Directions for this task:
The entries below must be repeated exactly. None may be skipped.

***

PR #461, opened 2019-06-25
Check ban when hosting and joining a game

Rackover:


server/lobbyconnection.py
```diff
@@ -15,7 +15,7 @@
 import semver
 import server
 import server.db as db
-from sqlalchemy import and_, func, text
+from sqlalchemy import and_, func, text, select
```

***

Exercise response:
PR #461, opened 2019-06-25
Check ban when hosting and joining a game

Rackover:


server/lobbyconnection.py
```diff
@@ -15,7 +15,7 @@
 import semver
 import server
 import server.db as db
-from sqlalchemy import and_, func, text
+from sqlalchemy import and_, func, text, select
```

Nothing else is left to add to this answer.